▶ **Problem to solve**
What lines of the data include the string "HasPrefix"? Copy them all.

Collected data:
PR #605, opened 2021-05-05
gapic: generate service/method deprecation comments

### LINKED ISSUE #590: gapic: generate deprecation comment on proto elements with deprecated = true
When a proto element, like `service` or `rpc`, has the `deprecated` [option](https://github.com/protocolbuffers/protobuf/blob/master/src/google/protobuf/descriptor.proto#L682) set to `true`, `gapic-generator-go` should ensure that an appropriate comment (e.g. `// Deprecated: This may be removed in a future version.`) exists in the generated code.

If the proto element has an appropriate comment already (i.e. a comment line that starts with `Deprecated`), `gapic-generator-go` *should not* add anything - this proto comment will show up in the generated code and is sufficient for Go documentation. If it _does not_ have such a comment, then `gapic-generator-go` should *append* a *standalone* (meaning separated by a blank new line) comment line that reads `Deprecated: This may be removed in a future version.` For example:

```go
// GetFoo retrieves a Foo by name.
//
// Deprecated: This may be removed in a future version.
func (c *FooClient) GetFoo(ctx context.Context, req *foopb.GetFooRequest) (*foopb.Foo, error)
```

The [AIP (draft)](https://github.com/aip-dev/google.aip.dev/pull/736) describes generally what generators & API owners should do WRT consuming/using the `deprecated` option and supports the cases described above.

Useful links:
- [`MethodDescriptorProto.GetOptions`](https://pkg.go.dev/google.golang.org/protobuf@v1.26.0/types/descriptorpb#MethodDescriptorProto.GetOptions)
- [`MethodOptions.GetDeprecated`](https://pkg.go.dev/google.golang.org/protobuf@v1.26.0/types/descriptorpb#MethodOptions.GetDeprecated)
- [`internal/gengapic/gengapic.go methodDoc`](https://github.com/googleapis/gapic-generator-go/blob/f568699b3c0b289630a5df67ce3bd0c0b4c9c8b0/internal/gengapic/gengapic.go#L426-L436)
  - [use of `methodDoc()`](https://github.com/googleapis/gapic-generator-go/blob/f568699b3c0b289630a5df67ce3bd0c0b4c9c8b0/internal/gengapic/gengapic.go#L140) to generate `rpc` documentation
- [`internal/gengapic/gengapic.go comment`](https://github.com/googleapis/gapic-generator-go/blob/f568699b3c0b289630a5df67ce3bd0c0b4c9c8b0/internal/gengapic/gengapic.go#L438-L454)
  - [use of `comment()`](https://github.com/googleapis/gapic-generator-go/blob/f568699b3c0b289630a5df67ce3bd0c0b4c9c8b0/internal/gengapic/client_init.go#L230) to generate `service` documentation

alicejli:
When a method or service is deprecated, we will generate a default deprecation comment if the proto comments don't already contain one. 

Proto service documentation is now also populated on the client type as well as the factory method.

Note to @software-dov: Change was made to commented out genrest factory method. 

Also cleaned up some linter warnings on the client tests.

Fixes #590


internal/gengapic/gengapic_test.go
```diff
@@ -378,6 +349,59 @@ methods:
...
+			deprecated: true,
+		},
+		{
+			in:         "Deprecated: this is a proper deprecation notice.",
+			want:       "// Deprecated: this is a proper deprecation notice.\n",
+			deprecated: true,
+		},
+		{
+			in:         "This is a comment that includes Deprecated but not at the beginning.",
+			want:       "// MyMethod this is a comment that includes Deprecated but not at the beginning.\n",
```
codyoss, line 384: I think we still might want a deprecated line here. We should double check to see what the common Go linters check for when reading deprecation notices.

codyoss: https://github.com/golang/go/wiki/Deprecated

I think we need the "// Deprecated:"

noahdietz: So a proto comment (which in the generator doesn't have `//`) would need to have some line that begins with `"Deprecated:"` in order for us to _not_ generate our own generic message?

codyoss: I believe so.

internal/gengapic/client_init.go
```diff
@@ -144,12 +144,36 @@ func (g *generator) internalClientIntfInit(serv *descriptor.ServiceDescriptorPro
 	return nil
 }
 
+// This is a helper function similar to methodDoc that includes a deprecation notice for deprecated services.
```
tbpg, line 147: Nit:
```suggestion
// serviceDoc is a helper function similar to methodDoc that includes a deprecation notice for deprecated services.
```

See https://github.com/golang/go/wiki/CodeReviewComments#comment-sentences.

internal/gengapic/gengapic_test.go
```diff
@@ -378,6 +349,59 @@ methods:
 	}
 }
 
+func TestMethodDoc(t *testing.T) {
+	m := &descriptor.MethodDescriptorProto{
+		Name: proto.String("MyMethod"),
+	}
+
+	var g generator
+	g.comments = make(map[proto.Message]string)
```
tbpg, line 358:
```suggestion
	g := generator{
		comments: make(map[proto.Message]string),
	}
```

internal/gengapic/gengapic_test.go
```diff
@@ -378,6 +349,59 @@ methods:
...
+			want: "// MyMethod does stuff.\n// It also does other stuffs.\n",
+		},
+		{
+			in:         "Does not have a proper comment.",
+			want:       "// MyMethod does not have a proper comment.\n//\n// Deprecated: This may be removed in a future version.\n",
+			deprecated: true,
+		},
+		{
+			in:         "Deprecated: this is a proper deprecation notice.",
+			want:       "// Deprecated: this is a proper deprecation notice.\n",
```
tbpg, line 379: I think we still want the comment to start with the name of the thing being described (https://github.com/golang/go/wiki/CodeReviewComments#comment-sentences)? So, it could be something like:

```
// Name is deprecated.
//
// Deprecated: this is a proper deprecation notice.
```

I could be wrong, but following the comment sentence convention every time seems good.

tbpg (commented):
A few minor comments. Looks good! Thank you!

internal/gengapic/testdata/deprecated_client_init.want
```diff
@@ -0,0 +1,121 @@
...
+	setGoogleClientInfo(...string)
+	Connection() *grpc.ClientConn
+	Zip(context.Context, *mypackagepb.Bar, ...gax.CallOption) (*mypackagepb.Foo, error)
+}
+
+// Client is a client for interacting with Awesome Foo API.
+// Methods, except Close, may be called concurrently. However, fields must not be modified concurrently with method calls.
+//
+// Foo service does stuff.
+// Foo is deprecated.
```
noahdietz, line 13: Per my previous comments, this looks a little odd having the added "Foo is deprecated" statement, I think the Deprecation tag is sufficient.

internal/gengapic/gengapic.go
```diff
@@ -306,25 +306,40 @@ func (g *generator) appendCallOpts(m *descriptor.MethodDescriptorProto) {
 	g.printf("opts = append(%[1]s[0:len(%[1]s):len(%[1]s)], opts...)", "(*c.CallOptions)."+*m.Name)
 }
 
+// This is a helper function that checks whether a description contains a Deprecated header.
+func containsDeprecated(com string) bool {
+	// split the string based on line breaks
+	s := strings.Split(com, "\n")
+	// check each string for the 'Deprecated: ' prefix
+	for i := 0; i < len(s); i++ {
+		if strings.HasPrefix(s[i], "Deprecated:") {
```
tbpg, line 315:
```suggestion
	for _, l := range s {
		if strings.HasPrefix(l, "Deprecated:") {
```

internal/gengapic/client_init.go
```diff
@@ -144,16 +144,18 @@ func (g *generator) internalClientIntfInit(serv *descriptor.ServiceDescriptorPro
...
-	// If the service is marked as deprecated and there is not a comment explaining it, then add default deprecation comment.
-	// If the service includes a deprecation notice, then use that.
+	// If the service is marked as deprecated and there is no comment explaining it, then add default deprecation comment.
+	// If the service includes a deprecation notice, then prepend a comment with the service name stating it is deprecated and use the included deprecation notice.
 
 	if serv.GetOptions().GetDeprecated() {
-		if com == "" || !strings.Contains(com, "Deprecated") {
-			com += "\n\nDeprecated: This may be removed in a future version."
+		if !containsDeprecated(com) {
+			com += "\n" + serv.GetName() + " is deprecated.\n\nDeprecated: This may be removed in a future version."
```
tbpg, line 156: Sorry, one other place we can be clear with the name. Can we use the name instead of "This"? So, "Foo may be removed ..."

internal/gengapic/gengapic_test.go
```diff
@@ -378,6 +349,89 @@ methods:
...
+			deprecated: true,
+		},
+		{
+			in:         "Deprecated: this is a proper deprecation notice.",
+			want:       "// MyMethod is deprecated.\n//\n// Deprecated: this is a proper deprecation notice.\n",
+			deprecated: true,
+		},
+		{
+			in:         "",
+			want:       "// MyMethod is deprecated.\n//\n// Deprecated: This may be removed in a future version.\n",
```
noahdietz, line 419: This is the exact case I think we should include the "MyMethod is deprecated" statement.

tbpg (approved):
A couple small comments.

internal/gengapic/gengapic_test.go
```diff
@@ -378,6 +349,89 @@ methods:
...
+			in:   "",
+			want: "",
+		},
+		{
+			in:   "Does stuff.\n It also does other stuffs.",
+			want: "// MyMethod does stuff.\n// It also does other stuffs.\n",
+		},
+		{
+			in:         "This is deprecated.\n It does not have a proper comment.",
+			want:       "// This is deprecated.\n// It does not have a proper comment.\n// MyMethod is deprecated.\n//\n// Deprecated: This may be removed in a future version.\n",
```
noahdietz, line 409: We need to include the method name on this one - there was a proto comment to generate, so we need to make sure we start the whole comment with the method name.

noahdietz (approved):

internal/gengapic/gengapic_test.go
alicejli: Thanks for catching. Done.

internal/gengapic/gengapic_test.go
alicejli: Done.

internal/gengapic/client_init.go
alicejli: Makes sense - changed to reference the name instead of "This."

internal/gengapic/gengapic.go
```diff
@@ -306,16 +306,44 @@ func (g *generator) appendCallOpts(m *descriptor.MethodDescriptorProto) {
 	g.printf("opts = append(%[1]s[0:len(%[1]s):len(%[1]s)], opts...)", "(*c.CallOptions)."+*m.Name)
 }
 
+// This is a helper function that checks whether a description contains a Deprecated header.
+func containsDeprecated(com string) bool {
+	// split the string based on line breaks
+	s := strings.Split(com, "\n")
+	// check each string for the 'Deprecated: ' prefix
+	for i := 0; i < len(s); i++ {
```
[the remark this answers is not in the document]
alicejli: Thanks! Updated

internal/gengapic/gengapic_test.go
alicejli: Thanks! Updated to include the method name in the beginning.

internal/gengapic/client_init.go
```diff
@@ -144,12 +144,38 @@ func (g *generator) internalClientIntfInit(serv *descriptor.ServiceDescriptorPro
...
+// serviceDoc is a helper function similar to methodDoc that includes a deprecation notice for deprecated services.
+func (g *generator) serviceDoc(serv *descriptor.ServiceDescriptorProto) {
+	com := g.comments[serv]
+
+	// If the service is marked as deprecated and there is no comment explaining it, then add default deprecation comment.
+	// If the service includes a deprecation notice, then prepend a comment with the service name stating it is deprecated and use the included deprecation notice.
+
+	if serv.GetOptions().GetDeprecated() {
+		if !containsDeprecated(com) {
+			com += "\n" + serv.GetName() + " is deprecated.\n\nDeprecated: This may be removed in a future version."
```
--
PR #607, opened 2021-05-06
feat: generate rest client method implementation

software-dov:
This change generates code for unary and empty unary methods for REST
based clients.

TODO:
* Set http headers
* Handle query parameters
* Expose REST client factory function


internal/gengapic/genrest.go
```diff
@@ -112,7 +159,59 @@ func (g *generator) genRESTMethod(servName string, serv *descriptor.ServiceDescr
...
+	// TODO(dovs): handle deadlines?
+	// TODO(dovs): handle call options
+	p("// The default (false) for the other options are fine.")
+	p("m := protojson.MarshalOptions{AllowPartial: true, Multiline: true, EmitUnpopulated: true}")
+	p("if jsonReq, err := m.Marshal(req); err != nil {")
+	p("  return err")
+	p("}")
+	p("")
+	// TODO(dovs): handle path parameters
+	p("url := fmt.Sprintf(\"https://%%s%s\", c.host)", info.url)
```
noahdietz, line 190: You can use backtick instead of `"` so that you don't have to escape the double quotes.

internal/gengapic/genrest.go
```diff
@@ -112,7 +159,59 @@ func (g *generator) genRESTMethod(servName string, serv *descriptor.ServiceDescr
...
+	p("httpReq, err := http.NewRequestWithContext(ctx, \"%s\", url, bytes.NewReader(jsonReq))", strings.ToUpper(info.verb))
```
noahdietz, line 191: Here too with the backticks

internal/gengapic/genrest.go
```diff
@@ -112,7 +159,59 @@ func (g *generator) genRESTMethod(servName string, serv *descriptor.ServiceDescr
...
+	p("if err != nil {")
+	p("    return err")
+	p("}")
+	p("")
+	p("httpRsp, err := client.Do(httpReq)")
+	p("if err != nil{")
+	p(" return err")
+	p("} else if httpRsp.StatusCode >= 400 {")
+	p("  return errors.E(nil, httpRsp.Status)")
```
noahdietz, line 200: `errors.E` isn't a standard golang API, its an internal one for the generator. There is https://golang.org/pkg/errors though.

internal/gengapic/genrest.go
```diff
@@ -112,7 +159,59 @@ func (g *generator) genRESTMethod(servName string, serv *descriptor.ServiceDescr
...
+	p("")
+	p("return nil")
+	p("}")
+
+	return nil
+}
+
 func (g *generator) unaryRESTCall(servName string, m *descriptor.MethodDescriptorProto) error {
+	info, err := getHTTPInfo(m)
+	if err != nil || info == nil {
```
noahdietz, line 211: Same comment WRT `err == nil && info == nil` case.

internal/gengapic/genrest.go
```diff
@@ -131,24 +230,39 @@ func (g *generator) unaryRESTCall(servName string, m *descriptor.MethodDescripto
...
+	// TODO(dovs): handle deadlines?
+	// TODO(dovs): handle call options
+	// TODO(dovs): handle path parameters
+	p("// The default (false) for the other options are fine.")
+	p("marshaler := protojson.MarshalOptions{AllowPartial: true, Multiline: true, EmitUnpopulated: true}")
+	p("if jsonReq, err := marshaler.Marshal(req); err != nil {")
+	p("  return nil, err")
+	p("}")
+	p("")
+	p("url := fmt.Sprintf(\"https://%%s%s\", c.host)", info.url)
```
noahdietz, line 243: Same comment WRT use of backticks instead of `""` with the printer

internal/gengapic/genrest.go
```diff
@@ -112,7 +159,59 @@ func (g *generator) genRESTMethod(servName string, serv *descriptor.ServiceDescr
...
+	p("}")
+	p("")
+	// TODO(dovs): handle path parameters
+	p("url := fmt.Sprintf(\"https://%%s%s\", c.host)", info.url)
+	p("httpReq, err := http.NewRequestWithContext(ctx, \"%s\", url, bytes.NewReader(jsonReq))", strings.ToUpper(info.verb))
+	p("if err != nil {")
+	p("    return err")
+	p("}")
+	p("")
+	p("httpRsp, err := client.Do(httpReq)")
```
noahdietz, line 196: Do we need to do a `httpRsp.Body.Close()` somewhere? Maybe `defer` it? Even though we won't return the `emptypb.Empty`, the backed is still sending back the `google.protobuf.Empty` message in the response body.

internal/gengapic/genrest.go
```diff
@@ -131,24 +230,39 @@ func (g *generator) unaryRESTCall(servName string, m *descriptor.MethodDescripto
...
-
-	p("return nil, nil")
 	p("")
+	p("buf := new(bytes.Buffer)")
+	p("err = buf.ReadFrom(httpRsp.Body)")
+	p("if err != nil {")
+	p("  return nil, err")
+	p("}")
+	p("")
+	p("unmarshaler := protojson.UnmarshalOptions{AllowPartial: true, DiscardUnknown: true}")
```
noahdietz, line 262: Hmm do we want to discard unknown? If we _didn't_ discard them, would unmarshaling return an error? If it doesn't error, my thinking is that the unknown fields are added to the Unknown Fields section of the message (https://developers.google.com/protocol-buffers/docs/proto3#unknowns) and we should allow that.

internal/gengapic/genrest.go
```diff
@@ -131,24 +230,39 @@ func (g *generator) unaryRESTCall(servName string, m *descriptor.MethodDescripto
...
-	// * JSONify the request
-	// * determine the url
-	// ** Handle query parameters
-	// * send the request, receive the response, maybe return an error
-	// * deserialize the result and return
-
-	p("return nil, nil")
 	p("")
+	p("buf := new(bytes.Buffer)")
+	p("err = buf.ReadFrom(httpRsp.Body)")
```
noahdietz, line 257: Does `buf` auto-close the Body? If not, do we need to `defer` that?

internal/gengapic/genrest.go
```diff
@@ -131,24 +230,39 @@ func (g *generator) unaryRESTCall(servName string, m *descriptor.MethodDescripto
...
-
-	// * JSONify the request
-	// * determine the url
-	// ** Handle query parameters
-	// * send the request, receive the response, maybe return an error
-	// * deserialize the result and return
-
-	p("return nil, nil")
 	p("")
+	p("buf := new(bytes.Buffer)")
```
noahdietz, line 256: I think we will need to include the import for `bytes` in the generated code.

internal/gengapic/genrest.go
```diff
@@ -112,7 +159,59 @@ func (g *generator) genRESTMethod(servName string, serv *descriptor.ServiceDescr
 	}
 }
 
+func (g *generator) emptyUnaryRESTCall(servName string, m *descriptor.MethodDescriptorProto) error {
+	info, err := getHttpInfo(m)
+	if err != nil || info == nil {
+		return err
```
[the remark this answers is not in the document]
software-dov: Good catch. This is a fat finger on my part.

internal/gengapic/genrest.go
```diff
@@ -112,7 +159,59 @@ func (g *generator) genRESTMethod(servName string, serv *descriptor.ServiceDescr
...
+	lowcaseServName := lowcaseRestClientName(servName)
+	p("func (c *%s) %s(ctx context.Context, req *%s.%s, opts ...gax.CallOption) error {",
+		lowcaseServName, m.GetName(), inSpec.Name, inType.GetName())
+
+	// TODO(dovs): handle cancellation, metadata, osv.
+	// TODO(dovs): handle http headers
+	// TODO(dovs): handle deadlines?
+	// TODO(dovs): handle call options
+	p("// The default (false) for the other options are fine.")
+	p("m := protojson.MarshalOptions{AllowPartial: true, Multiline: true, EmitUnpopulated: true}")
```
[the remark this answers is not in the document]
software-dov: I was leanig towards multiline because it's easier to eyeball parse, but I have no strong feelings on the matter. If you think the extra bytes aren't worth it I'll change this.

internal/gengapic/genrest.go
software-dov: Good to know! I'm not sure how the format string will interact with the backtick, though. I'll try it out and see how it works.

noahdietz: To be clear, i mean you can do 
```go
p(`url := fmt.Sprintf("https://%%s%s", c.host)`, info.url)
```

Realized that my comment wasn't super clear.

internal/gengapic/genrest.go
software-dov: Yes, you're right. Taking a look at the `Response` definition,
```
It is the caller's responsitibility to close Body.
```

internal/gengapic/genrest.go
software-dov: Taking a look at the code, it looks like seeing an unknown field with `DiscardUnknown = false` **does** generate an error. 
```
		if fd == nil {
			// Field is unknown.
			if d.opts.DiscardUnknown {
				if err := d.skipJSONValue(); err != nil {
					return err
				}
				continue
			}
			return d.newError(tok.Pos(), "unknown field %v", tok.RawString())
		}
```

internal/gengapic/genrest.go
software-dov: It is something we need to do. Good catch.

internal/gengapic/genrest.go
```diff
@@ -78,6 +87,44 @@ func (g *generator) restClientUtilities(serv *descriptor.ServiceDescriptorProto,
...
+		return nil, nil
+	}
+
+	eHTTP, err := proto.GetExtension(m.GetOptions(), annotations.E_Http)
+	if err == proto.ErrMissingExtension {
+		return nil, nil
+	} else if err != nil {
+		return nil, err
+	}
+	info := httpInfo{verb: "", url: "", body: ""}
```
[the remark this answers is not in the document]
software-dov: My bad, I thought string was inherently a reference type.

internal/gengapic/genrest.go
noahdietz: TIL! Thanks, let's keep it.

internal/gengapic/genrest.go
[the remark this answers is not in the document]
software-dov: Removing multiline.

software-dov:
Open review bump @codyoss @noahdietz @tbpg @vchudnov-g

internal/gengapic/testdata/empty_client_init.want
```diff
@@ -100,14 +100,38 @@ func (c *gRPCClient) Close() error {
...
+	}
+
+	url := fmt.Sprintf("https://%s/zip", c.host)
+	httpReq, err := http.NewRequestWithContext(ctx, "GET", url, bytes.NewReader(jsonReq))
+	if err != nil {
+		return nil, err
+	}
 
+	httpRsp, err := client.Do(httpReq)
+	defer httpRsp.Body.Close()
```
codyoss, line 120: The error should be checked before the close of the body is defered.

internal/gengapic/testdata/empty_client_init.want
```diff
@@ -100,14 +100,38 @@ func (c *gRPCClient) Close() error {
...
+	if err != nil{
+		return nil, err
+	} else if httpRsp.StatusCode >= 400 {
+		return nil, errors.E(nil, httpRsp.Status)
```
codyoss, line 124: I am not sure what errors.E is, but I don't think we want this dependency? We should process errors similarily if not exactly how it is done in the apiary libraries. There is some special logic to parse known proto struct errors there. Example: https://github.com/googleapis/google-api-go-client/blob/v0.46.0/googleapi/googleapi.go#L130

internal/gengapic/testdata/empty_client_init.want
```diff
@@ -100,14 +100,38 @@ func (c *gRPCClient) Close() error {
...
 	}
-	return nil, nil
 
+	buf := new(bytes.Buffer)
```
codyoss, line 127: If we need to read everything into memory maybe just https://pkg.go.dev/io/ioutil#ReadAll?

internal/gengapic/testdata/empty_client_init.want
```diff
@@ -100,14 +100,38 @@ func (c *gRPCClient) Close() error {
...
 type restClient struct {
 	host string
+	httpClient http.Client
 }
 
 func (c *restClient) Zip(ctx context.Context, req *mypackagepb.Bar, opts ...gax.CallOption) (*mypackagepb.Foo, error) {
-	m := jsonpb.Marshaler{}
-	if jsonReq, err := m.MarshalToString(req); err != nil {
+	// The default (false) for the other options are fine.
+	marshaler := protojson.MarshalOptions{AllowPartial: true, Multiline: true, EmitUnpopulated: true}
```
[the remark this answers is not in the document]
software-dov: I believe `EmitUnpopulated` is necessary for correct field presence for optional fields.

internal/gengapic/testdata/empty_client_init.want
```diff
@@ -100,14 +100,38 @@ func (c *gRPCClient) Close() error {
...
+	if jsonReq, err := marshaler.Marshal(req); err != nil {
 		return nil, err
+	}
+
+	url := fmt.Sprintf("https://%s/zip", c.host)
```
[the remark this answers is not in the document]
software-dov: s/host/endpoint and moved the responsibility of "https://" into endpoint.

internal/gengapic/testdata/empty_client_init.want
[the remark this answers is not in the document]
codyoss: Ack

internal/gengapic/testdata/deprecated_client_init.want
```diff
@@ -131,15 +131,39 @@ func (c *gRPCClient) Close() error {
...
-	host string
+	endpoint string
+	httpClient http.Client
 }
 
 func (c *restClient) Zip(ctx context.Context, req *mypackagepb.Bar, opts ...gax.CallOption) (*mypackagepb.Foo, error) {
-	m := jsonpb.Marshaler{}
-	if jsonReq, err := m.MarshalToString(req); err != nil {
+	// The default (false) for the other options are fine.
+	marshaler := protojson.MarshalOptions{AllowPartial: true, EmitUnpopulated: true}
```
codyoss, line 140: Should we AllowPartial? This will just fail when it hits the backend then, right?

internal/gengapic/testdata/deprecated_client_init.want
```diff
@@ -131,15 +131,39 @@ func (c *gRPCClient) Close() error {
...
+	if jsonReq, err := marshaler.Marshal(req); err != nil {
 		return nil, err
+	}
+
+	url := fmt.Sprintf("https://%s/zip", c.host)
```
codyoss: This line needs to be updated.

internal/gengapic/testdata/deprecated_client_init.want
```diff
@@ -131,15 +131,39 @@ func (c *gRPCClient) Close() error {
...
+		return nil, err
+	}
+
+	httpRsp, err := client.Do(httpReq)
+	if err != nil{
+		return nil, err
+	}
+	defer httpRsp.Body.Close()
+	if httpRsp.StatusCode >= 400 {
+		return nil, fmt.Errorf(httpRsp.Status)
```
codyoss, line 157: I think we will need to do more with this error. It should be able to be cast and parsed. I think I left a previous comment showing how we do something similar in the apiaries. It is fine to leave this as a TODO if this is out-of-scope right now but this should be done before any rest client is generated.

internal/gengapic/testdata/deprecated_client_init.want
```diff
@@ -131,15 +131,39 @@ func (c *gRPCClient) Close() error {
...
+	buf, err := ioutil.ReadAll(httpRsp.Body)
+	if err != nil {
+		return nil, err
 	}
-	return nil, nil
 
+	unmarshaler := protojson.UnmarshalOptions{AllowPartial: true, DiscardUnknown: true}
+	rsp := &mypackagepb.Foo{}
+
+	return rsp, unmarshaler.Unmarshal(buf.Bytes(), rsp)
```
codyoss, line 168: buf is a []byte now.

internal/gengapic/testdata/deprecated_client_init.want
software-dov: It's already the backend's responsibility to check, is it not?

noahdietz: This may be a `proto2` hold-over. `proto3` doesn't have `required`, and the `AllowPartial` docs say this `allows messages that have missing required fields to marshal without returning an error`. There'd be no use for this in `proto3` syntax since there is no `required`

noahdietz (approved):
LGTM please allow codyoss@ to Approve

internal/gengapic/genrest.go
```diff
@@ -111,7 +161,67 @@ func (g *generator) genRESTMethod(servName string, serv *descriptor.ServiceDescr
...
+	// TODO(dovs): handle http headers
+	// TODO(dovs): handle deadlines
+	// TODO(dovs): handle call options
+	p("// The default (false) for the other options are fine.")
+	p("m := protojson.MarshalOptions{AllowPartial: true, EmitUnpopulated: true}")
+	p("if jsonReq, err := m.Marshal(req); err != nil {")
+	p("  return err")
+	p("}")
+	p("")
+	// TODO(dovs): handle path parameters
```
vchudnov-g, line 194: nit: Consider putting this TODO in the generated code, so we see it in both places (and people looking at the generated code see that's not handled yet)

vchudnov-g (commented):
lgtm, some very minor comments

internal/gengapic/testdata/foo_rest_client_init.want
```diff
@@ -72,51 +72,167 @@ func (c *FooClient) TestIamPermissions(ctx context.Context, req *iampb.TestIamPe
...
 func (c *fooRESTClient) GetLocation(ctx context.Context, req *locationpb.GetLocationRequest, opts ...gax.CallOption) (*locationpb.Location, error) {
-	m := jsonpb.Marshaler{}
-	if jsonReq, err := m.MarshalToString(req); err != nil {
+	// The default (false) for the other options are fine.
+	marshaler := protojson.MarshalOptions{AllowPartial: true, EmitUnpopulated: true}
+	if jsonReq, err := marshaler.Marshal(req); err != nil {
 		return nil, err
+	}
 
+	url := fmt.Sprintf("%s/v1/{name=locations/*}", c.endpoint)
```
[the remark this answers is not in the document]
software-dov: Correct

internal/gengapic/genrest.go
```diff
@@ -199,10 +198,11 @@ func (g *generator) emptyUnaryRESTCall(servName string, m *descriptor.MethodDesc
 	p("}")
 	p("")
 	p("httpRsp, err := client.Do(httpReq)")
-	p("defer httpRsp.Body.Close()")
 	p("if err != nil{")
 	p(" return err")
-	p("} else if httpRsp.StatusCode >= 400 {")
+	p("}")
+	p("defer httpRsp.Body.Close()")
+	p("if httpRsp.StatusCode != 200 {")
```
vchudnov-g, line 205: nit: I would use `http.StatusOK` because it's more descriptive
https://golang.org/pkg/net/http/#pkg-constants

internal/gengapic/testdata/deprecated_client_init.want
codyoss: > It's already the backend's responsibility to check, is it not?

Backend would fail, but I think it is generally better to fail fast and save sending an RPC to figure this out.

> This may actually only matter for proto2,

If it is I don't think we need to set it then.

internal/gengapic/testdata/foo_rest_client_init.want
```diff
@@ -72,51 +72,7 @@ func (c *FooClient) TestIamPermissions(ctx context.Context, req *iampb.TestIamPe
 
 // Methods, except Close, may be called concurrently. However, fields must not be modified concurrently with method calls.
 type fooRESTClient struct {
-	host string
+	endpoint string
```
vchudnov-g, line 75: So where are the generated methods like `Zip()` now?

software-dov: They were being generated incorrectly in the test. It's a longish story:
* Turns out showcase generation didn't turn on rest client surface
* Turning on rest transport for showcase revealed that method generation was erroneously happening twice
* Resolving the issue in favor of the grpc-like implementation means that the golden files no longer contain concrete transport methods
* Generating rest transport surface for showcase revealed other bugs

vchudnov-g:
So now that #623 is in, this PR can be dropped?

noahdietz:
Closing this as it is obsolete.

▶ **Final answer**
+		if strings.HasPrefix(s[i], "Deprecated:") {
		if strings.HasPrefix(l, "Deprecated:") {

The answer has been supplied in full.